Between the stock market and the ECB, today was a fuzzy love, Market news

The Paris stock exchange closes this week shortened by the Easter weekend with a slight rise after the European Central Bank’s status quo on its interest rates. The ECB confirmed in a press release that it intends to end its asset purchase program (APP) in the third quarter, without further details. The absence of a horizon for a real monetary tightening explains the rise in European markets on Thursday, while US indices are down overall. On the foreign exchange market, however, the reaction is the opposite: the euro, down 1%, fell below the 1.08 dollar bar, the lowest level since May 2020.

The Cac 40 closed the session with a gain of 0.72% at 6,589.35 points. Investors, on the other hand, are limiting initiatives as the stock market will be closed tomorrow, Good Friday and Easter Monday.

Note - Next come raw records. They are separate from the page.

PR #9196, opened 2017-11-14
xbps-src: update-check looks into version directories

Chocimier:
Usual path for sources is like https://example.org/pub/${pkgname}-${version}.tar. But some projects, especially KDE, uses per-version directories like https://example.org/pub/${version}/${pkgname}-${version}.tar. This change makes possible to find updates on servers with such path layout.
It looks into all higher version directory rather than the highest to not miss anything (ex. kea, phonon-backend-gstreamer).
Here is a [list](https://gist.github.com/Chocimier/6d9dc3be795a24f10f3b28e3aa11a796) of updates of packages having `/${version}/` string in distfiles found with updated script.


yopito:
nice idea. I was thinking about that too ;)

Regarding KDE stuff: could you extend your code to deal with directories that contains only a subpart of `${version}` but which name is still with digits ?
    Example: package `extra-cmake-modules` (and all KDE framework packages) uses "`distfiles=http://download.kde.org/stable/frameworks/${version%.*}/${pkgname}-${version}.tar.xz`"  
But it costs much more curl checks (and code) since have to check several versioned-directories ?

ebfe:
The problem with this is that it makes a slow process even slower. So maybe this could be made optional by setting some flag in the update file.

Chocimier:
@yopito: Well, it already looks for numeric-named directories, as update-check work on processed distfiles value, so it can't easily check whether unprocessed value has `${version%.*}`, `${version}`, `5` or anything else.

@ebfe: More requests are done only if there is numeric directory, so it is likely that newest packages are in another directory. For non-numeric path, slowdown comes only from additional shell code.
Should this option be enabled by default? If not, should we have script that checkes whether flag is enabled for packages having `${version` in distfiles?

ebfe:
> @ebfe: More requests are done only if there is numeric directory, so
> it is likely that newest packages are in another directory.
Ok, i missed that part.

> Should this option be enabled by default? If not, should we have
> script that checkes whether flag is enabled for packages having
> `${version` in distfiles?

I'd just add an option the update file
(https://github.com/voidlinux/void-packages/blob/master/Manual.md#checking-for-new-upstream-releases)
that enable this.

Not sure how many false positives you'd actually get with this enabled
by default.

ebfe:
Regarding slowdown/false positives. Did you try running [void-updates](https://github.com/voidlinux/void-updates) on master vs. this change?

Chocimier:
Oh, I didn't know that script. I can run for timing, but do you have any idea to automatically spot false positives? ;)

ebfe:
> I can run for timing, but do you have any idea to automatically spot false positives? ;)

Automatically no. But you get a rough idea by comparing void-updates output with/without .this.

Chocimier:
I can't get reliable time comparision for all packages now, sorry. Checking packages selected as described in first post takes about 1.5 more time after modification.

Chocimier:
Here is a [comparision](https://gist.github.com/Chocimier/cf2ab56e71bb1200a9ba223a94d1d024#file-updates-diff) of scanning with master and updated script. Lower time may be caused by declining traffic in all network during scanning.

“At the beginning or at the end”

During the traditional press conference that followed the meeting of European central bankers, Christine Lagarde, President of the ECB, was no longer specific this afternoon, contenting herself with indicating that the asset purchase program is likely to end. “at the beginning or at the end of the third quarter”, the debate remains open within the Superior Council. As for the issue of the rate hike, it would be some time after the end of the APP, according to the ECB statement, a concept that implies “a period from one week to several months”the President of the ECB reported in response to a question.

More generally, Christine Lagarde, more used to lowering the stock market than raising it with her statements, warned that the war in Ukraine weighed heavily on confidence and that rising energy prices were impacting demand and production. . As a result, growth remained weak in the first quarter and will remain sluggish over the next few months as downside risks to growth have increased significantly. Inflation risks, meanwhile, have risen sharply and the first signs that inflation expectations are exceeding the target should be kept an eye on.

Economists are now looking forward to the June meeting and the new ECB economic projections to find out more.

Elsewhere, the trend is to tighten

The trend is generally towards monetary tightening, both in the United States, Canada, Brazil, New Zealand and, more recently, in South Korea and Singapore. The Fed has already raised interest rates by a quarter of a point to fight inflation and is preparing to raise them by half a point in May and June.

In March, the rise in US consumer prices fell in the “core” data, which excludes the volatile evolution of food and energy, which gives hope that inflation has peaked. Or rather, it gave hope. Because yesterday, with the release of the Producer Price Index, which shows a historic cost run (PPI rose 11.2% in March), economists are no longer so sure that consumer prices will not progress. further.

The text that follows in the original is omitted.